Wex for the Medical World

With the backing of some top medical schools, a foundation is calling on physicians and scientists to help them build a huge online encyclopedia of medicine, called Medpedia. Today the Medpedia Foundation raised the curtain slightly on their Web site, giving prospective collaborators a peek.

Wired Campus: Medical Version of Wikipedia, With Universities’ Help, Gets Ready to Go Live – Chronicle.com

This sounds a lot like the medical version of the Wex project at LII, a nifty effort at building a collaborative, open law dictionary and encyclopedia.   For some reason, Wex was never heralded in a press release like this:

The Medpedia Project today announced the formation of the world’s largest collaborative online encyclopedia of medicine called Medpedia.
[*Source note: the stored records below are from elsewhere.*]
PR #5295, opened 2024-08-13
Replace `8.14.2-SNAPSHOT` with `8.14.4-SNAPSHOT` in testing versions list

ycombinator:
## What does this PR do?

This PR removes the expired `8.14.2-SNAPSHOT` from the testing versions list and replaces it with the `8.14.4-SNAPSHOT`.

## Why is it important?

So integration tests don't try to use an expired snapshot and use the latest available one for the same minor series instead.


cmacknz (approved):
Shouldn't this have auto-updated for us? Or is it only updating on main?

ycombinator:
> Shouldn't this have auto-updated for us? Or is it only updating on main?

It should've.  I do see PRs updating the versions file on branches other than main, e.g. https://github.com/elastic/elastic-agent/pull/5068.  Maybe the `8.14.2-SNAPSHOT` just expired and the [daily automation](https://github.com/elastic/elastic-agent/blob/06898a121c15eec442499df25466ef16e6537dcd/.github/workflows/bump-agent-versions.yml#L7C13-L7C24) hasn't had a chance to run yet on the `8.15` branch?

Physicians, medical schools, hospitals, health organizations and public health professionals are now volunteering to collaboratively build the most comprehensive medical clearinghouse in the world for information about health, medicine and the body.

Nor does Wex have direct support from “Harvard Medical School, Stanford School of Medicine, the University of California Berkeley School of Public Health, the University of Michigan Medical School and dozens of health organizations around the world” as Medpedia does.  I certainly hope it lives up to its press release.

Anyway, it does make me wonder why more law schools don’t support efforts like Wex directly.  Time and energy put into making more legal information freely available would be a great investment in our communities and may even result in a greater demand for legal services by a more informed public.